Cancel down the following fraction $$\dfrac{(x-y)(\sqrt[3]{x}+\sqrt[3]{y})}{\sqrt[3]{x^2}-\sqrt[3]{y^2}}$$
I am not sure if cancel down means rationalize, so are we supposed to rationalize the given fraction or just cancel it down? How can we do just cancel it down?
On
I think fractional exponents are more intuitive than radicals.

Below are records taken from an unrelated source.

PR #750, opened 2017-07-11
Added info about Gaufrette with Doctrine adapter

kucharovic:
- Added information about Gaufrette with Doctrine adapter dependency on `ocramius/proxy-manager`. 
- Added sugggestion to `composer.json`


garak:
Thank you!

rogamoore:
This should be in master in bold letters. I spent hours trying to debug this.

garak:
I'm not sure how/when/why suggestion was lost from master. Anyway, I just re-added it.

PR #755, opened 2017-07-24
Add "delete_callback" option to form types.

Koc:
Do we need cover this with test?


garak:
Everything needs to be covered with tests

kimwue:
Would like this feature.

Koc:
@kimwue nice to see anybody else who has similar problems like me :). Will try finish this PR soon.

garak:
I'm about to close this, since it's a bit old.
Also, can't you just use a listener to reach the same goal?

Koc:
This PR is not relevant anymore

PR #765, opened 2017-09-13
Document naming convention for .yml config files

benr77:
Added some additional information on how the YAML entity files should be names, as it must correspond with the namespace_prefix setting in order for the file to be found correctly.


garak:
Thanks!

PR #792, opened 2017-11-12
Base64Namer

Tejes:
I wanted a namer in my application which creates shorter IDs similar to YouTube video IDs. I hope it can be useful to others.
The implementation is based on HashNamer, but since this bundle is targeting PHP7, I used the random_int() function instead. The name is URL-safe and has configurable length.


garak:
Thank you @Tejes

PR #812, opened 2018-01-11
Uses FileExtensionTrait in all files namers.

phpeek:
It appears that files namers are currently determining file extension in different ways.

This PR unifies it by using `Polyfill\FileExtensionTrait` in all file namers.

### DIFF
--- a/Naming/Base64Namer.php
+++ b/Naming/Base64Namer.php
@@ -12,6 +12,8 @@ use Vich\UploaderBundle\Mapping\PropertyMapping;
  */
 class Base64Namer implements NamerInterface, ConfigurableInterface
 {
+    use Polyfill\FileExtensionTrait;
+
     protected const ALPHABET = '0123456789abcdefghijklmnopqrstuvwxyzABCDEFGHIJKLMNOPQRSTUVWXYZ-_';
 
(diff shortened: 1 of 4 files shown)


garak:
What about OrignameNamer.php?

phpeek:
@garak `OrignameNamer` has never used `FileExtensionTrait` since it's basing its behavior solely on `$file->getClientOriginalName()`.

garak:
That sounds weird to me.
So, using `OrignameNamer` I'll get the original file name without the extension?

phpeek:
I know. It was a bit weird to me too, when I first saw it, but decided to leave it as is.

You'll get an extension though it's gonna be original extension derived from the original file name, not guessed by `->guessExtension()`.

Behavior of the trait is as follows -

1. Try to extract extension for the original file name by using - `pathinfo($originalName, PATHINFO_EXTENSION)`. If that's not possible due to original filename not having an extension in its name, fallback to 2.

2. Extract extension by guessing it from file's `mimeType`.

`OrignameNamer` never did 2. step, so if original file name don't have extension in its name, then renamed file name won't have an extension in its name too.

I know it's a bit complicated and hard to describe. I'll work on utilizing it all, but that's for another PR.

garak:
Thank you!

PR #815, opened 2018-01-15
Fixes typo in method's name and uses pathinfo to extract ext and name.

phpeek:
There's a typo in `spitNameByExtension` method.

Previously this method was using combination of `strpos` and `substr` to extract filename and extension. I've switched it to much simpler `pathinfo` and `??` operator approach.


phpeek:
Tests are failing because of `pathinfo()` being `locale` aware. Closing for now.

Issue #810, opened 2018-01-10
Add aliases for services


garak:
I think it could be nice if we add aliases that map services class names to services names.
Example: we currently expose a service named `vich_uploader.download_handler` that points to `Vich\UploaderBundle\Handler\DownloadHandler` (and it's pubilc)
We could add an alias like this:

```xml
 <service id="Vich\UploaderBundle\Handler\DownloadHandler" alias="vich_uploader.download_handler" public="false"/>
```

in this way, users are not forced to declare their own aliases to use such services in controllers.
Furthermore, we could deprecate public services, so in next major release we'll be able to remove then (and replace them with the aliases)

What do you think?

garak:
Ping @Koc

Koc:
+1 for download handler. And maybe create interface for it.

Storage also requires in some cases.

Koc:
Can we reopen it until https://github.com/dustin10/VichUploaderBundle/commit/aad4ccceb5bc6d832f27a025334334b159073f80#r27021884 comment not resolved? I'm afraid that we forgot about it.

garak:
It's already solved, see https://github.com/dustin10/VichUploaderBundle/blob/master/Resources/config/storage.xml#L11

PR #818, opened 2018-01-16
Add aliases to be able to extend VichImageType

juntereiner:
I extended the VichImageType class and I had to put aliases on 3 services to be able to use the autowiring.

Maybe we could also add alias for PropertyAccessorInterface and CacheManager too.

### DIFF
--- a/Resources/config/factory.xml
+++ b/Resources/config/factory.xml
@@ -10,5 +10,7 @@
             <argument>%vich_uploader.mappings%</argument>
             <argument>%vich_uploader.default_filename_attribute_suffix%</argument>
         </service>
+
+        <service id="Vich\UploaderBundle\Mapping\PropertyMappingFactory" alias="vich_uploader.property_mapping_factory" public="false"/>
     </services>
 </container>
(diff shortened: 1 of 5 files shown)


garak:
See #810

juntereiner:
Ok so you want all alias to be private and put deprecate notice on all public service?

garak:
Exactly

juntereiner:
I try to put deprecation notice on public service but It triggers even if you use it with the alias... which is logical when we think about it.

garak:
We need to investigate if there's a way to make deprecations dynamic

juntereiner:
As said [here](https://symfony.com/blog/new-in-symfony-2-8-deprecated-service-definitions), this feature was not implemented for alias.

What we could do is to create new service definitions with the FQCN and private, and put deprecated notice on older service. But I don't think it's a good idea,  we will double the number of services and lots of deprecation notices will trigger before new release version with BCs.

garak:
I see.
I found a [PR](https://github.com/symfony/symfony/pull/24707) on deprecating aliases, but it's stuck (and likely will be merged on 4.1 only). So we can't add deprecations in services for now, we'll need to state necessary changes in UPGRADE.

PR #820, opened 2018-01-17
Fix test environment for the new environment requirement

juntereiner:
Actually, you cannot do a composer install nor run the tests because of 2 things:

1 - php7.1 is now the minimum and doctrine/mongodb-odm needs ext-mongo which doesn't exist for php7.1 so you need to do this: http://docs.doctrine-project.org/projects/doctrine-mongodb-odm/en/latest/reference/introduction.html#using-php-7

2 - you can't run the script runTests.sh because it tries to test SF 2.8 and 3.3 which is not possible anymore with the new requirements

Edit: travis failing because ext-mongodb is missing (which should be used with php7.1)

### DIFF
--- a/.travis.yml
+++ b/.travis.yml
@@ -28,9 +28,10 @@ matrix:
         - php: nightly
 
 before_install:
+    - if [ -z "$(pecl list | grep -w mongodb)" ]; then pecl install mongodb-1.3.4; fi
+    - echo "extension = mongodb.so" >> ~/.phpenv/versions/$(phpenv version-name)/etc/php.ini
     - composer self-update
     - phpenv config-rm xdebug.ini || true
-    - composer config platform.ext-mongo 1.6.14
     - if [ "$SYMFONY_VERSION" != "" ]; then composer require --no-update symfony/symfony:${SYMFONY_VERSION}; fi
     - if [ "$WITH_LIIP_IMAGINE" = true ] ; then composer require --no-update liip/imagine-bundle:"^1.7|^2.0@dev"; fi;
     - if [ "$VALIDATE_DOCS" = true ]; then composer require --dev --no-update kphoen/rusty dev-master; fi
--- a/composer.json
+++ b/composer.json
@@ -35,6 +35,7 @@
     },
     "require-dev": {
         "ext-sqlite3": "*",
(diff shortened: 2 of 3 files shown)


.gitignore
```diff
@@ -1,4 +1,5 @@
 .php_cs.cache
 phpunit.xml
 composer.lock
+composer.phar
```
garak: Please remove this

juntereiner: Done

garak:
```
Updating dependencies (including require-dev)
Your requirements could not be resolved to an installable set of packages.
  Problem 1
    - alcaeus/mongo-php-adapter 1.1.3 requires ext-mongodb ^1.2.0 -> the requested PHP extension mongodb is missing from your system.
    - alcaeus/mongo-php-adapter 1.1.2 requires ext-mongodb ^1.2.0 -> the requested PHP extension mongodb is missing from your system.
    - alcaeus/mongo-php-adapter 1.1.1 requires ext-mongodb ^1.2.0 -> the requested PHP extension mongodb is missing from your system.
    - alcaeus/mongo-php-adapter 1.1.0 requires ext-mongodb ^1.2.0 -> the requested PHP extension mongodb is missing from your system.
    - Installation request for alcaeus/mongo-php-adapter ^1.1 -> satisfiable by alcaeus/mongo-php-adapter[1.1.0, 1.1.1, 1.1.2, 1.1.3].
  To enable extensions, verify that they are enabled in your .ini files:
    - /home/travis/.phpenv/versions/7.1.11/etc/php.ini
    - /home/travis/.phpenv/versions/7.1.11/etc/conf.d/travis.ini
  You can also run `php --ini` inside terminal to see which files are used by PHP in CLI mode.
```

juntereiner:
That's because we need the php extension ext-mongodb with php7.1, so you need to add that in your travis.

garak:
Can you fix `.travis.yml`?

garak:
It looks like we need to make mongodb installation dependent on PHP version

juntereiner:
Travis is happy now but I think we should put composer.phar in gitignore because when we run runTests.sh, It downloads a composer.phar but never removes it.

We should either put composer.phar in gitignore or remove it at the end of the script.

garak:
Thanks!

$\frac {(x-y)(x^\frac 13 + y^\frac 13)}{x^\frac 23 - y^\frac23}$
We have a difference of squares in the denominator
$\frac {(x-y)(x^\frac 13 + y^\frac 13)}{(x^\frac 13 - y^\frac13)(x^\frac 13 + y^\frac13)}$
Giving us something to cancel.
$\frac {(x-y)}{(x^\frac 13 - y^\frac13)}$
We don't like radicals (or fractional roots) in the denominator but we can clean that up if we multiply top and bottom by the correct factor.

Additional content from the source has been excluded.